PROBLEM TO SOLVE:
In the entries below, find every line holding the string "together" and collect it.

SUPPLIED MATERIAL:

PR #39, opened 2024-12-28
Leaderboard API

sirrus233:
It does the thing! Pretty self-explanatory, I should think. And perhaps the last of the major APIs we need???

### DIFF
--- a/backend/src/Api.hs
+++ b/backend/src/Api.hs
@@ -1,11 +1,13 @@
 module Api where
 
 import Servant (Get, JSON, Post, ReqBody, (:<|>), (:>))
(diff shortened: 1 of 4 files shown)


chelseaSchmidt (approved):
Awesome!! I haven't looked at the leaderboard enough yet to know if anything's missing for frontend, but once I get into display logic I might have more productive feedback. This looks great 🎉

chelseaSchmidt:
P.S. I started the leaderboard display work, maybe LoME stats could be good to add in a follow-up? Alternatively though I could use `/reports` in combination with `/leaderboard` to fill those in on the frontend.

PR #40, opened 2024-12-29
Display success message and reset game report form after submitting

chelseaSchmidt:
Tried to do the minimum amount of work on this I could! Next will be displaying an error message after a submission.

Uncovered a sneaky bug while adding the `resetForm` effect - the number inputs were uncontrolled components. Totally missed that before!


sirrus233 (approved):
:ship: :ship: :ship: :ship: :ship: :ship:

PR #43, opened 2024-12-30
Backend Server Infra

sirrus233:
Changes in this PR:
* Relax CORS to any domain. That may or may not be what we want long term, but required for now
* Serve over HTTPS instead of HTTP
* Modify the submitReport call in the frontend to hit the real server. Will want to follow this up with a dev/prod distinction so we can develop against localhost if we want.
* EC2 instance and all associated resources for our server
* Added redirect behavior to cloudfront so the react routing happens correctly

Changes done by hand, so not shown here:
* Manually generated a Key Pair for ssh access to server
* Associated DNS record for api.wotrcommunity.net with EC2 instance IP address


chelseaSchmidt (approved):
YAY nice work! The infra is infraing 🎉

PR #45, opened 2024-12-30
Update leaderboard endpoint in frontend

chelseaSchmidt:
Took me a sad amount of time to realize this was part of the reason the server doesn't like me, that's my queue to go to bed 😂


chelseaSchmidt:
And I spelled cue like queue, omg 🤦‍♀️

PR #46, opened 2024-12-30
Deployment Scripts

sirrus233:
Adds some lovely helper scripts, now that we're ON THE INTERNET.

A deployment script for frontend and backend respectively, and a provisioning script to do all the first-time setup required if we ever swap out the EC2 instance.

There are some implicit requirements to run these:

`provision.sh`:
 * Need credentials to ssh to the host as the `ec2-user`

`deploy.sh` (Backend flavor)
* Requires cabal
* Same ssh permissions that are required to provision

`deploy.sh` (Frontend flavor)
* Requires npm
* Requires aws-cli
* Requires access to the relevant AWS resources (s3+cloudfront), stored under a "wotrcommunity" profile

### DIFF
--- a/backend/bin/provision.sh
+++ b/backend/bin/provision.sh
@@ -1,0 +1,51 @@
+#!/bin/sh
+
+set -e
+
+BIN_DIR=$(dirname "$0")
+source "${BIN_DIR}/config.sh"
+  
+ssh "$SERVER_USER@$SERVER_HOST" <<EOF
+  set -e
+  
+  mkdir -p wotr-server
+  
+  echo "Acquiring SSL certificate..."
+  sudo yum install -y certbot
+  sudo certbot certonly --standalone -d $SERVER_HOST -m $SSL_EMAIL --agree-tos --non-interactive
+  sudo systemctl enable --now certbot-renew.timer
+  
+  echo "Setting system permissions..."
+  sudo groupadd -f ssl-cert
+  sudo usermod -a -G ssl-cert ec2-user
+  sudo chgrp -R ssl-cert "/etc/letsencrypt/live"
+  sudo chgrp -R ssl-cert "/etc/letsencrypt/archive"
+  sudo chmod -R 750 "/etc/letsencrypt/live"
+  sudo chmod -R 750 "/etc/letsencrypt/archive"
+  
+  echo "Generating service file..."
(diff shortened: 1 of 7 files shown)


infrastructure/lib/infrastructure-stack.ts
```diff
@@ -11,8 +11,10 @@ export class InfrastructureStack extends cdk.Stack {
     constructor(scope: Construct, id: string, props?: cdk.StackProps) {
         super(scope, id, props);
 
+        const elasticIp = new ec2.CfnEIP(this, "ElasticIP");
```
sirrus233, line 14: Re-org'd this so we can swap out / kill the instance but keep the same IP.

backend/bin/provision.sh
```diff
@@ -0,0 +1,51 @@
...
+
+BIN_DIR=$(dirname "$0")
+source "${BIN_DIR}/config.sh"
+  
+ssh "$SERVER_USER@$SERVER_HOST" <<EOF
+  set -e
+  
+  mkdir -p wotr-server
+  
+  echo "Acquiring SSL certificate..."
```
chelseaSchmidt, line 13: I tried to figure out a script for automating a letsencrypt SSL cert renewal at one point in my life and remember just giving up in despair lol, this script is sweet and I will probably reference it in the future

frontend/bin/deploy.sh
```diff
@@ -0,0 +1,22 @@
...
+
+echo "Building the frontend..."
+npm install
+npm run build
+
+echo "Uploading files to S3..."
+aws --profile wotrcommunity s3 sync $BUILD_DIR s3://$S3_BUCKET --delete
+
+echo "Invalidating CloudFront cache..."
+aws --profile wotrcommunity cloudfront create-invalidation --distribution-id $CLOUDFRONT_DISTRIBUTION_ID --paths "/*"
```
chelseaSchmidt, line 20: So convenient ✨

chelseaSchmidt (approved):
👏

backend/bin/provision.sh
sirrus233: Lemme know if you wanna chat about any of the UNIX-y stuff!

chelseaSchmidt: 🙏

PR #48, opened 2024-12-30
Style leaderboard a little bit

chelseaSchmidt:
Also fixes the wonky horizontal scrolling, accidentally had two `overflow: auto`s in there


sirrus233 (approved):
⛵

PR #49, opened 2024-12-30
Bugfix - don't assume FPMV as default

sirrus233:
Fixes this coming up as the result when a form doesn't meet ANY victory conditions

image


chelseaSchmidt (approved):
Oooh good catch!

PR #233, opened 2025-02-18
Remove special handling of Scotland and Wales flag images

chelseaSchmidt:
Fixed, thanks for making me think twice about it!


sirrus233 (approved):
Thanks :)

PR #235, opened 2025-02-20
Dev mode

chelseaSchmidt:
Not sure if what I've done is unusual, but the general internet consensus keeps pointing me to using `process.env` by injecting a simulated `process.env` into the browser, and I don't understand why common practice is to pretend a node thing exists in the browser. It seems misleading on what runtime environment we're expecting to be in. I opted for this instead:
- Have two possible `env` files (`env/prod.ts` or `env/dev.ts`)
- Define an `env` file path alias in webpack
- Point the alias to the proper file depending on the webpack build mode

### DIFF
--- a/backend/.vscode/settings.json
+++ b/backend/.vscode/settings.json
@@ -6,6 +6,7 @@
         "Angmar",
         "aragorn",
         "arwen",
+        "Baggins",
         "Barad",
         "bimap",
         "certbot",
--- a/backend/app/Server.hs
+++ b/backend/app/Server.hs
@@ -29,29 +29,19 @@ data AppMode = Dev | Prod
 corsMiddleware :: AppMode -> Middleware
 corsMiddleware mode = cors $ const $ Just policy
   where
-    policy = case mode of
-      Dev -> devPolicy
-      Prod -> prodPolicy
-
-    devPolicy =
+    origins = case mode of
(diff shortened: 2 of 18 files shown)


sirrus233:
I added some backend changes to this branch, under the guess that it would be good to push these things together (so they can be tested together as well).

Re: the env files - I see something similar is supported natively by react? Did you look at this documentation by any chance?

[StackOverflow](https://stackoverflow.com/questions/52896204/using-different-api-url-for-development-and-production-with-react-and-axios)
[React Docs](https://create-react-app.dev/docs/adding-custom-environment-variables/#what-other-env-files-can-be-used)

chelseaSchmidt:
Sweet! I'll check out the backend stuff!

It looks like the native support is in Create React App, and from the stack overflow it looks like Create React App uses `dotenv` under the hood. It looks like I more or less recreated the functionality of the `dotenv` npm package, minus the simulation of `process.env` 🤷‍♀️

chelseaSchmidt:
Ran our changes all together locally and it works great, psyched that you added the backend. We could add bypassing of auth in a later PR? This is a vast improvement! Super ready to clear all my git stashes with various copies of commented out code 😂

chelseaSchmidt:
Auth added!

sirrus233 (approved):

WRITTEN RESPONSE:
I added some backend changes to this branch, under the guess that it would be good to push these things together (so they can be tested together as well).
Ran our changes all together locally and it works great, psyched that you added the backend. We could add bypassing of auth in a later PR? This is a vast improvement! Super ready to clear all my git stashes with various copies of commented out code 😂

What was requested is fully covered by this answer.